Dorset is an unincorporated community in Henrietta Township, Hubbard County, Minnesota, United States.

The tiny community (population 22) is located  east-northeast of Park Rapids and six miles west of Nevis. Hubbard County State-Aid Highways 7 and 18; and State Highway 226 are three of the main routes in the community. State Highway 34 is nearby.  Dorset is located along the Heartland State Trail.

History
A post office called Dorset was established in 1898, and remained in operation until it was discontinued in 1964. The community was named by railroad officials.

On the morning of September 4, 2014, a fire caused by a severe lightning storm destroyed two popular establishments, the Dorset House and Compañeros Mexican Restaurant.

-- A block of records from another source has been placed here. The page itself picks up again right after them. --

PR #3870, opened 2024-09-26
Lint GHA workflows in pre-commit.

jdangerx:
# Overview

This takes basically no additional time in pre-commit and will stop you from accidentally committing a bad GHA workflow & tearing your hair out over it.

## What did you change?

Add `actionlint`, which appears to be the community standard GHA linter.

# Testing

I added a typo and it yelled at me.


zaneselvans:
Oh this is a good idea. You want to add it to our other repos as well? The archiver, cheshire, user metrics, and ferc xbrl extractor?

PR #3883, opened 2024-09-30
Create an asset factory for FERC 1 output tables

### LINKED ISSUE #3147: Consolidate ferc1 outputs using Dagster asset factories

e-belfer:
# Overview

Closes #3147 and supercedes #3557.

Taking over the draft PR in #3557 started by @hfireborn and finishing it. Creates an asset factory for all identical `out_ferc1__` tables which just join in the utility IDs. Adding more complex FERC1 output tables into this pattern is out of scope for now.

## What did you change?
Adds `ferc1_output_asset_factory` to `pudl.output.ferc1.py` and removes the corresponding table asset definitions.

# Documentation

```[tasklist]
```

# Testing

Regenerated `out_ferc1` asset group and ran `pytest ${pytest_args} -n 4 --no-cov --live-dbs test/validate/ferc1_test.py`.

```[tasklist]
# To-do list
```


zaneselvans (approved):
Thanks for finishing this off and pulling it in.

PR #3887, opened 2024-09-30
Add source metadata for `vceregen`

### LINKED ISSUE #3886: Add source metadata for vceregen data
This is an easy task to do before we get any access to the raw data. Just fill out the `pudl/metadata/sources.py` for this table. This metadata is used by the `pudl-archiver` to understand the data is it trying to archive.

It is used in the programmatic construction of the `datapackage.json` which accompanies our archived data on Zenodo, and which is necessary for the PUDL datastore script to retrieve and verify a particular partition of the dataset.

aesharpe:
# Overview

Closes #3886

## What did you change?

Adds source metadata for `vceregen` so it's ready to be ingested by the archiver.

### DIFF
--- a/src/pudl/metadata/constants.py
+++ b/src/pudl/metadata/constants.py
@@ -186,8 +186,17 @@ CONTRIBUTORS: dict[str, dict[str, str]] = {
         "organization": "Catalyst Cooperative",
         "orcid": "0000-0001-9784-8531",
     },
+    "vibrant-clean-energy": {
+        "title": "Vibrant Clean Energy",
+        "email": "info@vibrantcleanenergy.com",
+        "path": "https://vibrantcleanenergy.com/",
+        "role": "author",
+        "zenodo_role": "producer",
+        "organization": "Vibrant Clean Energy",
+    },
 }
-"""PUDL Contributors for attribution."""
+"""PUDL Contributors for attribution. See the Data Package metadata https://specs.frictionlessdata.io/data-package/#metadata
+for examples. For zenodo_role, see the contributor types in the Zenodo documentation https://developers.zenodo.org/#representation."""
 
 KEYWORDS: dict[str, list[str]] = {
     "electricity": [
--- a/src/pudl/metadata/sources.py
+++ b/src/pudl/metadata/sources.py
@@ -835,5 +835,42 @@ SOURCES: dict[str, Any] = {
         "license_raw": LICENSES["us-govt"],
         "license_pudl": LICENSES["cc-by-4.0"],
     },
+    "vceregen": {
+        "title": "Vibrant Clean Energy Renewable Generation",
+        "path": "https://vibrantcleanenergy.com/products/datasets/",
+        "description": (
+            "Hourly, county-level renewable generation profiles in the continental "
+            "United States. Compiled by Vibrant Clean Energy based on outputs from the "
+            "NOAA HRRR weather model. Profiles are stated as a capacity factor (a "
+            "fraction of nameplate capacity) and exist for onshore wind, offshore "
+            "wind, and fixed-tilt solar generation types."
+            ""
+        ),
+        "source_file_dict": {
+            "sorce_format": "Comma Separated Value (.csv)",
+        },
+        "keywords": sorted(
+            {
+                "solar",
+                "wind",
+                "time series",
+                "energy",
+                "electricity",
+                "generation",
+                "weather",
+                "capacity factor",
+                "hourly",
+                "united states",
+                "usa",
+                "resource adequacy",
+                "gridpath",
+                "vibrant clean energy",
+                "county",
+            }
+        ),
+        "license_raw": LICENSES["cc-by-4.0"],
+        "license_pudl": LICENSES["cc-by-4.0"],
+        "working_partitions": {"years": sorted(set(range(2019, 2024)))},
+    },
 }
 """Data source attributes by PUDL identifier."""
--- a/src/pudl/metadata/sources.py
+++ b/src/pudl/metadata/sources.py
@@ -844,7 +844,6 @@ SOURCES: dict[str, Any] = {
             "NOAA HRRR weather model. Profiles are stated as a capacity factor (a "
             "fraction of nameplate capacity) and exist for onshore wind, offshore "
             "wind, and fixed-tilt solar generation types."
-            ""
         ),
         "source_file_dict": {
             "sorce_format": "Comma Separated Value (.csv)",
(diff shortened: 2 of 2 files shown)


src/pudl/metadata/sources.py
```diff
@@ -835,5 +835,41 @@
...
     },
+    "vceregen": {
+        "title": "Vibrant Clean Energy Renewable Generation Profiles",
+        "path": "https://vibrantcleanenergy.com/products/datasets/",
+        "description": (
+            "Hourly, county-level renewable generation profiles in the continental "
+            "United States. Compiled by Vibrant Clean Energy based on outputs from the "
+            "NOAA HRRR weather model. Profiles are stated as a capacity factor (a "
+            "fraction of nameplate capacity) and exist for onshore wind, offshore "
+            "wind, and fixed-tilt solar generation types."
```
aesharpe, line 846: Based on the description of `gridpathtoolkit`

src/pudl/metadata/sources.py
```diff
@@ -835,5 +835,41 @@
         "license_raw": LICENSES["us-govt"],
         "license_pudl": LICENSES["cc-by-4.0"],
     },
+    "vceregen": {
+        "title": "Vibrant Clean Energy Renewable Generation Profiles",
+        "path": "https://vibrantcleanenergy.com/products/datasets/",
```
aesharpe, line 840: Was not sure which link to put here because the data are proprietary. Could have linked to either of these PDFs as well: 

https://vibrantcleanenergy.com/wp-content/uploads/2021/04/2018%20VCE%20Study_Dataset%20Methods%20and%20Analysis536960.pdf 

https://vibrantcleanenergy.com/wp-content/uploads/2020/08/VCE-Weather-Dataset-Overview_August2020.pdf

src/pudl/metadata/sources.py
```diff
@@ -835,5 +835,41 @@
...
+                "generation",
+                "weather",
+                "capacity factor",
+                "hourly",
+                "united states",
+                "usa",
+                "resource adequacy",
+                "gridpath",
+                "vibrant clean energy",
+                "county",
```
aesharpe, line 867: same as `gridpathtoolkit` but with `vibrant clean energy` and `county` added

src/pudl/metadata/sources.py
```diff
@@ -835,5 +835,41 @@
...
+            }
+        ),
+        "license_raw": LICENSES["cc-by-4.0"],
```
aesharpe, line 870: I assumed it would be the same as `gridpathtoolkit`

e-belfer (approved):
I have a question for @zaneselvans about the licensing.

We might want to add the documentation PDFs somewhere - left some thoughts in the comments.

src/pudl/metadata/sources.py
zaneselvans: I asked Chris in email which was the appropriate document and he said the [Dataset Overview](https://vibrantcleanenergy.com/wp-content/uploads/2020/08/VCE-Weather-Dataset-Overview_August2020.pdf) (Aug, 2020) was the better one to reference.  I also asked permission to archive it alongside the inputs (or the way we do in our GitHub repo) so that when the VCE website goes down it's still available.

src/pudl/metadata/sources.py
zaneselvans: Yes, we got them to agree to CC-BY-4.0 after a bit of discussion. We need to make sure that the dataset is clearly attributed to VCE in the Zenodo archive. And also in the metadata that accompanies the PUDL outputs. This isn't something we've had to deal with in the past because all the input data has come from the US Govt which doesn't have copyrights.

src/pudl/metadata/sources.py
e-belfer: Will we be able to commit a large PDF to git, space-wise?

src/pudl/metadata/sources.py
e-belfer: Ah, that's not in the licensing, that's in the contributors - we need to define a new organization in the CONTRIBUTOR field for VCE and define it here.

zaneselvans: Yeah, that sounds right!  I think so long as VCE has the "creator" role or whatever is equivalent, there's a CC-BY-4.0 license, they're mentioned explicitly in the description (which ends up in the description on Zenodo) and linked to as well, and in the Data Sources page in our docs, and we get analogous appropriate metadata into our Data Release archives on Zenodo, we'll be okay.

e-belfer (changes requested):
We should add VCE in the CONTRIBUTORS dictionary and make them the contributor of this dataset, as discussed in the comments. Also worth seeing if we can check in the key PDF into our data sources folder in Git.

src/pudl/metadata/sources.py
aesharpe: Has he given us the go-ahead to archive the PDF or are we still waiting for a response?

e-belfer: It's public on the website so I don't see why it would be a problem.

src/pudl/metadata/sources.py
```diff
@@ -835,5 +835,44 @@
         "license_raw": LICENSES["us-govt"],
         "license_pudl": LICENSES["cc-by-4.0"],
     },
+    "vceregen": {
+        "title": "Vibrant Clean Energy Renewable Generation Profiles",
+        "path": "https://vibrantcleanenergy.com/wp-content/uploads/2020/08/VCE-Weather-Dataset-Overview_August2020.pdf",
+        "description": (
```
aesharpe, line 841: Could make this a path to the internal file, but wasn't 100% sure how to do that.

e-belfer (approved):
Looks good!

src/pudl/metadata/constants.py
```diff
@@ -186,8 +186,17 @@
...
         "orcid": "0000-0001-9784-8531",
     },
+    "vibrant-clean-energy": {
+        "title": "Vibrant Clean Energy",
+        "email": "info@vibrantcleanenergy.com",
+        "path": "https://vibrantcleanenergy.com/",
+        "role": "author",
+        "zenodo_role": "producer",
+        "organization": "Vibrant Clean Energy",
+    },
```
zaneselvans, line 196: Once we've got an archiver that works for a private file handoff, it'd be good to re-archive the GridPath RA Toolkit data using it, and do something similar for attribution / licensing there.

aesharpe: @e-belfer

e-belfer: Definitely, though slightly tricky to refresh the metadata without new files but it can be done. Want to write up an issue so it doesn't get lost?

zaneselvans: See #3895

Both restaurants were rebuilt and reopened in May 2016.

Mayor of Dorset
The position of mayor of Dorset is a symbolic one, the town being run by a group of five local business owners. The town holds a yearly election at the "Taste of Dorset" festival, residents paying $1 to add a name of their choice to a hat, with a random slip being drawn to select a mayor.

In August 2012, then three-year-old Robert "Bobby" Tufts became mayor for a one-year term, when his name was drawn. On August 4, 2013, Tufts was elected for a second term. Tufts lost a re-election campaign in 2014 to 16-year-old Eric Mueller. Tufts's three-year-old brother, James, was also elected in August 2015. 4-year-old Gwendolyn Davis of Utah won the mayorship in 2016.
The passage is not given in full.